[Recorded data]

Issue #15, opened 2020-02-19
Feat: dependabot-style PRs when the ethereum-json-rpc-spec changes


meowsbits:
Migrated from: https://github.com/etclabscore/multi-geth-fork/issues/103
Original author: @BelfordZ

---

rel #99

ziogaschr:
How do we check for spec updates? Is this just a document in a repo? Maybe we can use [wei/pull](https://github.com/wei/pull) GitHub Action here as well.

If not, can you share more info, as I can work on it if you like @meowsbits.

meowsbits:
Hm.. this issue is an old and probably stale one. 

Since this issue was created we've added support for OpenRPC by reflection (which includes the spec'd methods). The dependabot PRs would have been useful if we wanted to update a static file (basically, the spec) that geth would serve at `rpc.discover`, but that's not really relevant or sensible anymore. 

If the spec changes and becomes incompatible with ours (since we meet it currently), then I would say it's up to the spec to bump their version number accordingly, and core-geth then until updating would just be implementing an _older_ version.

If we really want to be serious about assuring core-geth is aligned with the spec, then what comes to mind is a test that would `curl` the raw JSON spec and validate core-geth's `rpc.discover` result against it. Actually just typing this out loud starts to seem like a pretty decent test for the `rpc.discover` implementation anyways.

ziogaschr:
@meowsbits I think we can close this one based on #295

PR #295, opened 2021-01-12
node: add test for the discovery endpoint to validate OpenRPC compliance

ziogaschr:
Rel #15

I used https://github.com/xeipuuv/gojsonschema as I haven't found another similar package used already in geth.


node/node_test.go
```diff
@@ -244,6 +245,61 @@ func TestRegisterProtocols_OpenRPC_WS(t *testing.T) {
...
+	}
+	defer client.Close()
+
+	res := make(map[string]interface{})
+	err = client.Call(&res, "rpc_discover")
+	if err != nil {
+		t.Errorf("client call: %v", err)
+	}
+
+	openRPCSpecURL := "https://github.com/open-rpc/meta-schema/releases/download/1.14.0/open-rpc-meta-schema.json"
```
ziogaschr: @meowsbits do you know of a better URL to use so as we test always with the latest one. Using the master branch didn't worked.

node/node_test.go
```diff
@@ -244,6 +245,61 @@ func TestRegisterProtocols_OpenRPC_WS(t *testing.T) {
...
+
+	schemaLoader := gojsonschema.NewSchemaLoader()
+	schemaLoader.Draft = gojsonschema.Draft7 // force schema version
```
ziogaschr, line 284: I enforced using the Draft7 based on the OpenRPC spec, as the schema json doesn't set $schema as appropriate.

node/node_test.go
meowsbits: I looked at the tagged v1.14.0 version too, same issue I'm guessing: https://github.com/open-rpc/meta-schema/blob/1.14.0/schema.json#L21.

```json
      "enum": ["GENERATED FIELD: Do Not Edit - if you are seeing this unexpectedly, use released meta-schema (https://github.com/open-rpc/meta-schema/releases)"]
```

Looks like `/releases/` is the suggested way.

node/node_test.go
meowsbits: Noted. If this ever breaks we'll have to investigate more about the JSON Schema they're using served at https://meta.json-schema.tools/.

meowsbits: But LGTM.

node/node_test.go
```diff
@@ -244,6 +245,61 @@ func TestRegisterProtocols_OpenRPC_WS(t *testing.T) {
...
+	schemaLoader.AutoDetect = false
+	schema, err := schemaLoader.Compile(gojsonschema.NewReferenceLoader(openRPCSpecURL))
```
meowsbits: I'd be tempted to use a local copy of this... otherwise the tests depend on an internet connection (and the remote source existing unmutated)... :-S

meowsbits: (Rel comment above about URLs, too https://github.com/etclabscore/core-geth/pull/295/files#r555976156)

node/node_test.go
ziogaschr: We can leave it on auto, which will use hybrid mode based on [this](https://github.com/xeipuuv/gojsonschema#using-a-specific-draft):

> a hybrid mode is used which merges together functionality of all drafts into one mode

node/node_test.go
ziogaschr: Yup, same issue. I am afraid that we will forget to change it on a newer spec release. :(

Any ideas on how to handle this? I believe that they might have a URL somewhere serving the latest spec always.

node/node_test.go
ziogaschr: Oh, I thought I made this question on the description, but I probably forgot it. 
Yes I don't like either that we make the tests depend on the internet, though I liked the idea of pointing the URL to the latest spec version.

Let's bring the file locally and loaded from there

node/node_test.go
meowsbits: I think I'd just go with their suggested 
> use released meta-schema (https://github.com/open-rpc/meta-schema/releases)

And would maybe 

```
curl https://github.com/open-rpc/meta-schema/releases/download/1.14.0/open-rpc-meta-schema.json -o ./testdata/open-rpc-meta-schema-v1.14.0.json
```

and use

```go
 	openRPCSpecURL := "./testdata/open-rpc-meta-schema-v1.14.0.json" 
```

Thoughts?

node/node_test.go
meowsbits: Maybe we could add a CI-only test that cross-references the remote document with the local one? (The CI can be expected always have internet...)

ziogaschr: Solved in https://github.com/etclabscore/core-geth/pull/295/commits/9912e4c24875818472045b503ff67bbd6c1cc924

Do you prefer the file placed somewhere else? Or maybe within a **testdata** folder

node/node_test.go
ziogaschr: I had already done before reading the comment. But based on this I also moved it in a testdata folder.
Solved by https://github.com/etclabscore/core-geth/pull/295/commits/86157cb7fb658bc8c2c1d1d50f45e3ce578fbfdc

node/node_test.go
ziogaschr: @meowsbits do you mean in the style of a cron GitHub Action or a go test marked for CI only? Do you want to do this now, or open an issue for later?

meowsbits: I think we can separate it into it's own issue; IMO now this is doing exactly what it set out to do ✅. 
It might be nice to _be able_ to run the internet-requiring cross-referencing (:sweat_smile:) test locally too... maybe something like

```go
var openRPCSpecLatestTestEnvVarName := "COREGETH_SOME_GOOD_NAME"
func TestOpenRPCMetaSchemaSpecLatest(t *testing.T) {
    if os.Getenv("CI") == "" && os.Getenv(openRPCSpecLatestTestEnvVarName) {
        t.Skip()
    }
    // .. test that we're up-to-date and equivalent with remote canon
}
```

ziogaschr: actually, I am searching for things to work on, so let me tackle the test tomorrow in this PR. :)

meowsbits (approved):

ziogaschr:
@meowsbits please have a review of this https://github.com/etclabscore/core-geth/pull/295/commits/d0dae58b0f6bb833bd326a1cf56b0589806fbe53 and let's merge it

node/node_test.go
```diff
@@ -244,6 +245,83 @@ func TestRegisterProtocols_OpenRPC_WS(t *testing.T) {
...
+	openRPCSpecFile := "file://./testdata/open-rpc-meta-schema-1.14.0.json"
+	if err := discoverCompliesOpenRPCSpecTestRunner(openRPCSpecFile); err != nil {
+		t.Fatal(err)
+	}
+}
+
+var openRPCSpecLatestTestEnvVarName = "COREGETH_OPENRPC_LATEST_SPEC_ENDPOINT"
+
+// TestOpenRPCMetaSchemaSpecLatest tests compliance of discovery endpoint with the OpenRPC latest spec loaded remotelly as set in the CI
+func TestOpenRPCMetaSchemaSpecLatest(t *testing.T) {
```
meowsbits, line 311: - [ ] `COREGETH_OPENRPC_LATEST_SPEC_ENDPOINT` <- this still needs to be installed at the CI environment, or?
- [x] should this test check either or both?
  + equivalence of remote and local schemas
  + equivalence of remote and local version numbers

ziogaschr: Yes it has to be added at the CI, I had this in mind for after the merge.

Hmm, nice idea to also have something that checks if the local testdata file needs to be updated. Though at this point, that there is no endpoint to point on the latest/master JSON file, we are in control of both endpoints, which will probably point at the same location.

Now that I have written the above, I thought that I understood your intention wrongly. Do you want this test, to test using an external endpoint, or to compare the external latest JSON with the local one?

meowsbits: :) Originally I had the 
> compare the external latest JSON with the local one

in mind (since theoretically it should be exactly equivalent as using the local copy given the pegged version), but if there's a way to use the _latest_ remote version (instead of always replicating the local copy) then that seems like it would be valuable too.

ziogaschr: Solved by https://github.com/etclabscore/core-geth/pull/295/commits/386e26eb9eb96d713b9e43bb2474f11f32c8edf2

@meowsbits I added a test that compares the local file with the latest **released** one.
I removed the test that checks for discovery compliance with remote spec, as I prefer more that we are aware of the failing test (changed spec) and we fix it, instead of ignoring the local test, because the remote one passes.

```shell
COREGETH_OPENRPC_LATEST_SPEC_ENDPOINT=https://github.com/open-rpc/meta-schema/releases/latest/download/open-rpc-meta-schema.json CI=true go test -run ^TestOpenRPCMetaSchemaSpecLatest$ github.com/ethereum/go-ethereum/node
```

meowsbits: Yeap, nice. LGTM.

node/node_test.go
```diff
@@ -244,6 +246,104 @@ func TestRegisterProtocols_OpenRPC_WS(t *testing.T) {
...
+	if err != nil {
+		t.Fatalf("failed to load local spec JSON file: %v", err)
+	}
+
+	var localSpec interface{}
+	if err := json.Unmarshal([]byte(localJSONFile), &localSpec); err != nil {
+		t.Fatalf("failed to unmarshal local JSON spec: %v", err)
+	}
+
+	if !reflect.DeepEqual(latestSpec, localSpec) {
```
meowsbits, line 342: Wait, does `reflect.DeepEqual(interface{}{}, interface{}{})` actually provide a good equivalence?

meowsbits: Nevermind; experimented with it a little (removing and modifying the local testdata/ file) and running the test; seems ✅. TIL about `reflect.DeepEqual` :joy:

meowsbits (approved):
LGTM

ziogaschr:
I will merge it. Can you please add this @meowsbits?

```
COREGETH_OPENRPC_LATEST_SPEC_ENDPOINT=https://github.com/open-rpc/meta-schema/releases/latest/download/open-rpc-meta-schema.json
```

[/Recorded data]

▶ **Your instructions**
Filter the records, keeping only lines that contain "copy", and show those lines.

▶ **Answer to this problem**
meowsbits: I'd be tempted to use a local copy of this... otherwise the tests depend on an internet connection (and the remote source existing unmutated)... :-S
in mind (since theoretically it should be exactly equivalent as using the local copy given the pegged version), but if there's a way to use the _latest_ remote version (instead of always replicating the local copy) then that seems like it would be valuable too.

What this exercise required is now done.